CAPUANO Ignazio, il “ragazzino” che vinceva
Campioni di Ieri - Pubblicato il 17 Marzo 2020 - 10:15
di Giancarlo Felice – Riproduzione riservata
Capuano Ignazio da Palermo, classe 1944, qualche – se non diversi – «sfizi» se li è tolti, grazie soprattutto all’inclinazione paterna verso l’automobilismo e alle qualità possedute al volante delle varie vetture che in dieci anni di agonismo lo hanno portato ai vertici nazionali.
La passione l’ha sempre avuta. Sin da piccolo amava la meccanica e la voglia di competere era enorme. Qualunque mezzo era buono per gareggiare, la sua bicicletta era «elaborata» e lui pronto a scontrarsi con i coetanei. L’obiettivo, come al solito, arrivare primo.
Presente in diverse discipline sportive non provava piacere se al termine di improvvisate competizioni non «staccava» il primo posto. Al volante di una vettura si sedette appena ebbe compiuto i dieci anni. Provò a metterla in moto e farla camminare. «Mi ricordo che era una Fiat 1400 e nel garage ho fatto fuori decine di frecce, di quelle che fuoriuscivano manualmente dalla carrozzeria».
Dalla bicicletta passa alla moto. II «piacere» era di trascorrere diverse ore in officina per smontarla e rimontarla perché fosse pronta a salire a Monte Pellegrino nel più breve tempo possibile, ma la smania di guidare ufficialmente era la cosa a cui ambiva. I diciotto anni lo vedono patentato il giorno dopo, ma per correre deve attendere ancora un anno, in regola con le disposizioni CSAI.

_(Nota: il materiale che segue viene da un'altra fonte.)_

PR #373, opened 2024-09-19
add extra information into exception reporting

tariqkurd-repo:
We need to have the exception faulting address when a CHERI data memory access faults.
Not having so is causing problems, so this adds two fields:

mtval.CAP_IDX - which cap caused the fault
mtval2 - XLEN wide address which faulted (already a standard CSR)
stval2 - as mtval2

### DIFF
--- a/src/hypervisor-integration.adoc
+++ b/src/hypervisor-integration.adoc
@@ -169,7 +169,7 @@ include::img/vstdcreg.edn[]
 
 The <<vstval>> register is an SXLEN-bit read-write register.
 
-When a fault is taken into VS-mode <<vstval>> is updated as for <<stval>> for all CHERI memory access traps.
+When a fault is taken into VS-mode <<vstval>> is updated as for <<stval>> for all CHERI exceptions.
 
 .Virtual supervisor trap value register
 [#vstval-format]
@@ -183,7 +183,7 @@ The <<vstval2>> register is a VSXLEN-bit read-write register.
 
 The CSR address is 0x24b.
 
-When a fault is taken into VS-mode <<vstval2>> is updated as for <<mtval2>> for all CHERI memory access traps.
+When a fault is taken into VS-mode <<vstval2>> is updated as for <<mtval2>> for all CHERI exceptions.
 It is set to zero in all other cases.
 
 NOTE: This is not a standard RISC-V CSR, but <<mtval2>> is. 0x24b is the regular location for the CSR.


src/riscv-integration.adoc
```diff
@@ -995,9 +1026,25 @@ include::img/stvalreg.edn[]
 
 TYPE is a CHERI-specific fault type that caused the exception while CAUSE
 is the cause of the fault. The possible CHERI types and causes are encoded as
-shown in xref:mtval-cheri-type[xrefstyle=short] and
+shown in xref:mtval-cheri-type[xrefstyle=short], xref:mtval-cheri-cap-idx[xrefstyle=short] and
 xref:mtval-cheri-causes[xrefstyle=short] respectively.
 
+[#stval2,reftext="stval2"]
+==== Supervisor Trap Value Register 2 (stval2)
```
andresag01, line 1033: I guess we will need a vstval2 for hypervisor

andresag01: Would also be good to add a diagram for it just like with the other registers

src/riscv-integration.adoc
```diff
@@ -791,6 +805,23 @@ CHERI violations have the following order in priority:
...
 . Bounds violation (_Lowest_)
 
+[#mtval2,reftext="mtval2"]
+==== Machine Trap Value Register 2 (mtval2)
+
+The <<mtval2>> register is an MXLEN-bit read-write register, which is added as part of the
+Hypervisor extension. {cheri_base_ext_name} also requires the implementation of this CSR.
+
+When a CHERI fault is taken on any data memory access into into M-mode, <<mtval2>> is written
+with the MXLEN-bit address which caused the fault. This can be used together with the
```
andresag01, line 815: Why address is that? For example, if I load 4 bytes from address 0x10, but only bytes at 0x10 and 0x11 are in bounds while 0x12 and 0x13 are out-of-bounds, then what address do I get in mtval2? Is it 0x10 or 0x12 (or something else!)?

src/riscv-integration.adoc
```diff
@@ -791,6 +805,23 @@ CHERI violations have the following order in priority:
...
+CAP_IDX field of <<mtval>> to diagnose the authorising capability which caused the
+exception.
+
+<<mtval2>> is set to zero for all PCC faults, and follows the standard rules for non-CHERI exceptions.
```
andresag01, line 819: By PCC faults, do you mean faults for checks where the authorising capability is PCC?

src/riscv-integration.adoc
tariqkurd-repo: the load/store address, which would normally be in mtval. the lowest byte of the access

src/riscv-integration.adoc
tariqkurd-repo: `PCC fault` is already in the doc

src/riscv-integration.adoc
tariqkurd-repo: fixed - it follows the standard Xtval rules

src/riscv-integration.adoc
```diff
@@ -791,6 +805,24 @@ CHERI violations have the following order in priority:
...
 . Bounds violation (_Lowest_)
 
+[#mtval2,reftext="mtval2"]
+==== Machine Trap Value Register 2 (mtval2)
+
+The <<mtval2>> register is an MXLEN-bit read-write register, which is added as part of the
+Hypervisor extension. {cheri_base_ext_name} also requires the implementation of this CSR.
+
+When a CHERI fault is taken on any data memory access into into M-mode, <<mtval2>> is written
+with the MXLEN-bit address which caused the fault. This follows the existing rules for reporting
```
arichardson, line 815: The priv spec calls this register "Machine bad guest physical address.", so we probably want to clarify that we are writing the virtual address here?

arichardson: hmm in the hypervisor spec chapter it is listed as "Machine Second Trap Value (mtval2) Register" which makes a lot more sense. 

I might send a PR to the ISA manual to change that in `2.2. CSR Listing`.

tariqkurd-repo: for the purpose of this spec it's the "effective address", as reported in Xtval if there's (e.g.) a page fault

arichardson (approved):
Missing the vstval2reg.edn file otherwise LGTM.

jrtc27:
Why do you need the address, and why do you need CAP_IDX? That was always meant to be a crutch that went away in the standard version.

src/riscv-integration.adoc
```diff
@@ -1032,17 +1034,37 @@ The fields are identical to <<mtval>> for CHERI exceptions.
...
+When a fault is taken into VS-mode <<vstval2>> is updated as for <<mtval2>> for all CHERI memory access traps.
+It is set to zero in all other cases.
+
+NOTE: This is not a standard RISC-V CSR, but <<mtval2>> is. 0x24b is the regular location for the CSR.
+
+<<vstval2>> holds the same set of values that <<stval2>> can hold.
+
+.Virtual supervisor trap value register 2
+[#vstval2-format]
+include::img/vstval2reg.edn[]
```
carlrobshaw, line 1066: Maybe I missed it. Where is img/vstval2reg.edn ?

src/riscv-integration.adoc
```diff
@@ -1032,17 +1034,37 @@ The fields are identical to <<mtval>> for CHERI exceptions.
...
 NOTE: This is not a standard RISC-V CSR, but <<mtval2>> is. 0x14b is the regular location for the CSR.
 
+<<stval2>> holds the same set of values that <<mtval2>> can hold.
+
 .Supervisor trap value register 2
 [#stval2-format]
 include::img/stval2reg.edn[]
 
+[#vstval2,reftext="vstval2"]
+==== Virtual Supervisor Trap Value Register 2 (vstval2)
```
carlrobshaw, line 1051: Should this go with the hypervisor extension support rather than the base CHERI support CSRs?

src/img/stval2reg.edn
```diff
@@ -6,9 +6,9 @@
...
 (def right-margin 100)
 (def boxes-per-row 32)
-(draw-column-headers {:height 20 :font-size 18 :labels (reverse ["0" "" "" "" "" "" "" "" "" "" "" "" "" "" "" "" "" "" "" "" "" "" "" "" "" "" "" "" "" "" "" "MXLEN-1"])})
+(draw-column-headers {:height 20 :font-size 18 :labels (reverse ["0" "" "" "" "" "" "" "" "" "" "" "" "" "" "" "" "" "" "" "" "" "" "" "" "" "" "" "" "" "" "" "SXLEN-1"])})
 
 (draw-box "Addr"   {:span 32})
 
-(draw-box "MXLEN" {:span 32 :borders {}})
+(draw-box "SXLEN" {:span 32 :borders {}})
 ----
```
carlrobshaw, line 14: This commit should really be separate as it's a fix to stval2 and not part of adding vstval2

src/riscv-integration.adoc
tariqkurd-repo: I missed it - it's committed now - hopefully the build will work as a result

src/img/stval2reg.edn
tariqkurd-repo: yeah fair point

src/riscv-integration.adoc
tariqkurd-repo: done

src/riscv-integration.adoc
tariqkurd-repo: I've added the word "effective" to clarify

tariqkurd-repo:
> Why do you need the address, and why do you need CAP_IDX? That was always meant to be a crutch that went away in the standard version.

So David asked me to post the case where I would have wanted the fault address of a CHERI fault to be available:
On a (normal) page fault the linux kernel has this check:
Well the linux kernel does this on a page fault in kernel mode:

        if (!user_mode(regs) && addr < TASK_SIZE && unlikely(!(regs->status & SR_SUM))) {
                if (fixup_exception(regs))
                        return;

                die_kernel_fault("access to user memory without uaccess routines", addr, regs);
        }
Ignoring the SR_SUM check as it is irrelevant to the discussion what this does on a (normal page fault is):

Check if the code that triggered the fault is executing in kernel mode (!user_mode(regs))
Check that the address that causes the fault is a user address (addr < TASK_SIZE)
Here addr is the fault address provided by hardware on a page fault.
The fixup_exception() will then check if the instruction pointer is in one of the user_copy routines and if this is true will abort the user copy operation with an error that will eventually be reported to the user as an EFAULT return value from the attempted syscall.
Now if we do a copy_to_user in CHERI, we want the user to provide a capability for the target of the copy and the kernel will use that capability as it would use an address.
If the user provided an invalid or unsuitable capability the result should be the same as for a page fault (at least that's what I think).
I.e. we don't want the user process to abort with a CHERI fault. Instead we want to terminate the syscall with an error and let user mode handle it.
The most prominent example where this showed up is a user mode program (seen in various syscall test suites) passing in a NULL pointer to read simply to test the EFAULT behaviour but of course the case of a real invalid capability must be handled as well.
Now, if we want to do the same check for a CHERI fault we would also need to know if we are executing in kernel mode and we would need to check the fault address against the user space address limit. The latter is what I want the fault address for.

jrtc27:
We do not need the faulting address in order to disambiguate the various cases in CheriBSD. I am perplexed that there is the belief Linux does.

jrtc27:
If you take a capability fault and PC is within copyin/out (copy_to/from_user) then you return an error from the routines. If you take a capability fault and PC is not within copyin/out then that's a kernel error (whether because a kernel access was junk or because it failed to use copyin/out) and deserves a panic.

tariqkurd-repo:
another issue is whether we want to carry CAP_IDX down the pipe, our feeling is that just reporting the address in Xtval2 is enough for the reported case

djmsip:
I haven't looked at this particular case in any detail, but my understanding is that having the address allows the code to basically use the same path as the MMU fault. Without the address we have to omit the check the code is doing on the MMU fault case in the CHERI case. As to why the check is done, that is a good question which we are looking into, but all the arches do it.

There are a few other points on this as well:

- Most of the people who have been working on this have complained that the faulting address is not available easily
- It does help with debugging in my opinion.
- This will be the only memory access trap that does *not* report the faulting address as far as I know.
- All the information is already available as I understand it, so it is not hard to implement
- I'm concerned that there may be some other operating systems or use case that may find this useful - I just don't know. Can we say we will *never* need the faulting address?

Of course, we can always find out what the address is by looking at the instruction and operands (and potentially the boundaries of the instruction as well) , but given the machine already knows all this, why not make the information available? Better a crutch now than legless later. Feel free to shoot me down:-)

tariqkurd-repo:
> I haven't looked at this particular case in any detail, but my understanding is that having the address allows the code to basically use the same path as the MMU fault. Without the address we have to omit the check the code is doing on the MMU fault case in the CHERI case. As to why the check is done, that is a good question which we are looking into, but all the arches do it.
> 
> There are a few other points on this as well:
> 
> * Most of the people who have been working on this have complained that the faulting address is not available easily
> * It does help with debugging in my opinion.
> * This will be the only memory access trap that does _not_ report the faulting address as far as I know.
> * All the information is already available as I understand it, so it is not hard to implement
> * I'm concerned that there may be some other operating systems or use case that may find this useful - I just don't know. Can we say we will _never_ need the faulting address?
> 
> Of course, we can always find out what the address is by looking at the instruction and operands (and potentially the boundaries of the instruction as well) , but given the machine already knows all this, why not make the information available? Better a crutch now than legless later. Feel free to shoot me down:-)

The address is already available, as if we take (e.g.) a page fault we'll report it. It's hard to justify not reporting it in this case, as many people report wanting to know it.

jrtc27:
The reason information is communicated to trap handlers for page faults is so that you can do all the usual CoW, swapping, etc tricks that rely on knowing what page is being accessed. Yes, we _can_ provide the implementation, but we can provide lots of other things too. There is a concern in my head that, if you provide the information, it implies to people that they should be using it to _recover_ from the trap and resume execution, and without the full capability what are you going to do with it beyond say "yes that's an address"? The only thing you can usefully do is change what errors you report, but you still need to report an error, and it's not clear to me that it's useful to differentiate cases, especially since you can't trust anything about the address other than that it was the address the program attempted to use, and you don't have the capability that was used as the authority.

tariqkurd-repo:
> The reason information is communicated to trap handlers for page faults is so that you can do all the usual CoW, swapping, etc tricks that rely on knowing what page is being accessed. Yes, we _can_ provide the implementation, but we can provide lots of other things too. There is a concern in my head that, if you provide the information, it implies to people that they should be using it to _recover_ from the trap and resume execution, and without the full capability what are you going to do with it beyond say "yes that's an address"? The only thing you can usefully do is change what errors you report, but you still need to report an error, and it's not clear to me that it's useful to differentiate cases, especially since you can't trust anything about the address other than that it was the address the program attempted to use, and you don't have the capability that was used as the authority.

The viable alternative is to make all the new CSRs cap width and include the metadata with the tag cleared as we don't want to add rep checks. If the rep check would have failed on the access (particularly for a vector indexed load store where the index is very large) is the metadata useful? I suspect that it is useful in almost all cases.

Then the information is more complete.

Again - the address is already reported in many cases, so is trivial to add. Adding the metadata is also ok.

>but we can provide lots of other things too. 

no-one has asked for anything else AFAIK, and this one has come up repeatedly in software development

djmsip:
Ok, that is a different argument, about intent, which I hadn't thought of I confess. Personally, I don't think we can stop people doing dumb things, after all they could do that by decoding the instruction. I think it is useful to have the address (metadata would useful as well I think) for ease of debugging if nothing else. In this case, IIUC it means the changes for CHERI are a bit less as we can common up more code, though I need to look at the code in depth. I don't like the fact that the program has tried to access something and we don't immediately know what, even though the machine does.

chrehrhardt:
Someone else asking for this (on arm morello). Turns out they have it:
https://community.arm.com/support-forums/f/morello-forum/55922/decoding-morello-instructions-to-determine-the-faulting-memory-address-on-a-sigprot
Morello Linux handles CHERI traps with a SIGSEGV and if this is done something should be filled into siginfo_t's ->si_addr field

src/riscv-integration.adoc
```diff
@@ -791,6 +805,26 @@ CHERI violations have the following order in priority:
...
 
+[#mtval2,reftext="mtval2"]
+==== Machine Trap Value Register 2 (mtval2)
+
+The <<mtval2>> register is an MXLEN-bit read-write register, which is added as part of the
+Hypervisor extension. {cheri_base_ext_name} also requires the implementation of this CSR.
+
+When a CHERI fault is taken on any data memory access into into M-mode, <<mtval2>> is written
+with the MXLEN-bit effective address which caused the fault. This follows the existing rules for reporting
+load/store addresses to <<mtval>> from [riscv-priv-spec].
```
andresag01, line 816: Fix broken citation.
```suggestion
load/store addresses to <<mtval>> from cite:[riscv-priv-spec].
```

src/riscv-integration.adoc
```diff
@@ -993,10 +1027,25 @@ xref:stval-format[xrefstyle=short] to assist software in handling the trap.
...
+The fields are identical to <<mtval>> for CHERI exceptions.
+
+[#stval2,reftext="stval2"]
+==== Supervisor Trap Value Register 2 (stval2)
+
+The <<stval2>> register is an SXLEN-bit read-write register.
+
+The CSR address is 0x24b.
+
+When a fault is taken into S-mode <<stval2>> is updated as for <<mtval2>> for all CHERI memory access traps.
```
andresag01, line 1039: The mtval2 case says this:
> mtval2 is set to zero for all PCC faults

Which is a little different to saying that its only updated for CHERI memory access faults. It would be good to be a little more precise in the intention for both of these registers (I was trying to hint at this in an earlier comments although I did not do it very well!)

src/hypervisor-integration.adoc
```diff
@@ -164,6 +164,36 @@ present when the implementation supports {cheri_default_ext_name}.
 .Virtual supervisor trap default capability register
 include::img/vstdcreg.edn[]
 
+[#vstval,reftext="vstval"]
+==== Virtual Supervisor Trap Value Register (vstval)
```
andresag01, line 168:
```suggestion
=== Virtual Supervisor Trap Value Register (vstval)
```

src/hypervisor-integration.adoc
```diff
@@ -164,6 +164,36 @@ present when the implementation supports {cheri_default_ext_name}.
...
+
+When a fault is taken into VS-mode <<vstval>> is updated as for <<stval>> for all CHERI memory access traps.
+
+.Virtual supervisor trap value register
+[#vstval-format]
+include::img/vstvalreg.edn[]
+
+
+[#vstval2,reftext="vstval2"]
+==== Virtual Supervisor Trap Value Register 2 (vstval2)
```
andresag01, line 180:
```suggestion
=== Virtual Supervisor Trap Value Register 2 (vstval2)
```

src/hypervisor-integration.adoc
andresag01, line 168: Do we need this section at all? The H spec clearly states that these registers are analogous to the S-mode versions, and nothing is changing between stval vs vstval, so I did not add them initially

src/hypervisor-integration.adoc
```diff
@@ -164,6 +164,36 @@ present when the implementation supports {cheri_default_ext_name}.
...
+
+The <<vstval2>> register is an SXLEN-bit read-write register.
```
andresag01, line 182:
```suggestion
The <<vstval2>> register is a VSXLEN-bit read-write register.
```

src/riscv-integration.adoc
```diff
@@ -791,6 +805,26 @@ CHERI violations have the following order in priority:
...
+==== Machine Trap Value Register 2 (mtval2)
+
+The <<mtval2>> register is an MXLEN-bit read-write register, which is added as part of the
+Hypervisor extension. {cheri_base_ext_name} also requires the implementation of this CSR.
+
+When a CHERI fault is taken on any data memory access into into M-mode, <<mtval2>> is written
+with the MXLEN-bit effective address which caused the fault. This follows the existing rules for reporting
+load/store addresses to <<mtval>> from [riscv-priv-spec].
+//This reported address can be used together with the CAP_IDX field of <<mtval>> to diagnose the
+//authorising capability which caused the exception.
```
andresag01, line 818: Could we remove the comment before merging?

andresag01 (approved):
Happy with the changes. It would be good to remove the comments and addressing some of the minor typos/comments before merging though

arichardson (approved):
I think reporting the address so you can put it in the SEGV addr field without decoding the instruction makes a lot of sense. 

Capidx is just nice to have information that I guess could be dropped and we'd force GDB to decode the instruction instead.

 @bsdjhb what do you think?

src/hypervisor-integration.adoc
tariqkurd-repo: well - if we have one we should probably have all of them.
In practice it's enough to say that stval is updated and vstval is updated accordingly which would shorten the doc

src/riscv-integration.adoc
```diff
@@ -771,6 +771,20 @@ xref:mtval-cheri-causes[xrefstyle=short] respectively.
...
+//| 0                         | Faulting cap was c0
+//| 1                         | Faulting cap was c1
+//| ...                       |
+//| 30                        | Faulting cap was c30
+//| 31                        | Faulting cap was c31
+//| 32                        | Faulting cap was <<ddc>>
+//| 33                        | Faulting cap was <<pcc>>
+//| 34-63                     | Reserved
+//|==============================================================================
+
```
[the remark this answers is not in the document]
tariqkurd-repo: feel free

src/riscv-integration.adoc
tariqkurd-repo: feel free

src/riscv-integration.adoc
```diff
@@ -791,6 +805,26 @@ CHERI violations have the following order in priority:
...
+The <<mtval2>> register is an MXLEN-bit read-write register, which is added as part of the
+Hypervisor extension. {cheri_base_ext_name} also requires the implementation of this CSR.
+
+When a CHERI fault is taken on any data memory access into into M-mode, <<mtval2>> is written
+with the MXLEN-bit effective address which caused the fault. This follows the existing rules for reporting
+load/store addresses to <<mtval>> from cite:[riscv-priv-spec].
+//This reported address can be used together with the CAP_IDX field of <<mtval>> to diagnose the
+//authorising capability which caused the exception.
+
+<<mtval2>> is set to zero for all PCC faults, and follows the standard rules for non-CHERI exceptions.
```
tariqkurd-repo, line 820:
```suggestion
<<mtval2>> is set to zero for all other CHERI exceptions, and follows the standard rules for non-CHERI exceptions.
```

src/riscv-integration.adoc
tariqkurd-repo, line 1023:
```suggestion
When a fault is taken into S-mode <<stval2>> is updated as for <<mtval2>> for all CHERI exceptions.
```

tariqkurd-repo: clarified

src/riscv-integration.adoc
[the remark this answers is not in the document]
tariqkurd-repo: done

bsdjhb:
As a general comment, yes, I do think it would be useful to have the faulting address.  I have need of it in a CheriBSD PR where I convert CHERI faults for hybrid processes into SIGSEGV instead of SIGPROT.  The current PR works on Morello but not on CHERI RISC-V due to not having the faulting address to hand.

CAPIDX is not really needed IMO.  Morello doesn't provide it, and any adaptation of CHERI to x86 can never provide it (not all memory operands in x86 are in registers).  In general for a debugger, a user can just look at the faulting instruction disassembly to work out which register is involved.  More typically a user will be looking at the source line that faulted and printing variables anyway.  If you do not need a separate error code field in `Xtval` (e.g. if you are using separate `Xcause` codes for tag vs length faults like Morello), then I would suggest just storing the effective faulting VA in `Xtval` similar to MMU faults.

bsdjhb:
For reference, the CheriBSD PR I mentioned: https://github.com/CTSRD-CHERI/cheribsd/pull/2145

jrtc27:
Hm, the SIGSEGV points are fair. In that case, I would suggest putting the address in xtval and the error code in xtval2 to avoid special casing in both hardware and software.

tariqkurd-repo:
It would be more regular to have the address in Xtval, certainly

djmsip:
I think we may as well move it now, it does make it more regular and I suspect it would get shifted in review anyway.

Il primo regalo per Ignazio Capuano, ma il debutto è rimandato
Tutto e pronto per il debutto. Capuano Ignazio da Palermo riceve in regalo dal padre Quirino (direttore centrale del Banco di Sicilia) una 850 Coupé Scorpione. Si iscrive alle «3 Ore Notturna di Siracusa». Ma la delusione è dietro l’angolo: non arriva il telegramma della CSAI che autorizza il giovane pilota a correre.
Tutto e rimandato. L’ esordio avviene nella S. Stefano – Gambarie. Capuano si classifica terzo assoluto, correndo nella classe 1000 dove le Abarth spadroneggiano. L’impegno successivo fu in Coppa Sila. Lo classificarono secondo: «O meglio, mi fecero arrivare secondo, alle spalle di un concorrente locale che guidava una 1000 bialbero. Al termine delle due estenuanti manches la somma dei miei tempi era inferiore di un decimo di secondo a quello del vincitore, ma correndo in trasferta ho dovuto inghiottire l’amaro».
II primo anno di corsa per Capuano sarebbe dovuto essere propedeutico, ma le qualità emergono subito e si classifica sempre nei primi cinque, particolarità che consentiva di ottenere la licenza di seconda categoria, la quale dava accesso a partecipare alla mitica Targa Florio. «Una corsa che si attendeva e si preparava per un anno, un appuntamento che per qualunque cosa al mondo non si poteva perdere».
La 850 non soddisfaceva più e papà Quirino regala a Ignazio una 1000 Abarth bialbero, acquistata una settimana prima della Monte Pellegrino, addirittura per telefono, tramite Angelo Giliberti che in Sardegna aveva avuto offerta tale vettura. «Scappo in Sardegna – dice Capuano – imbarco la vettura e arrivo in tempo per le prove. Prima che salisse l’ultima vettura il mio era il miglior tempo, che fu scavalcato per un paio di secondi, da una macchina che sviluppava il doppio dei cavalli».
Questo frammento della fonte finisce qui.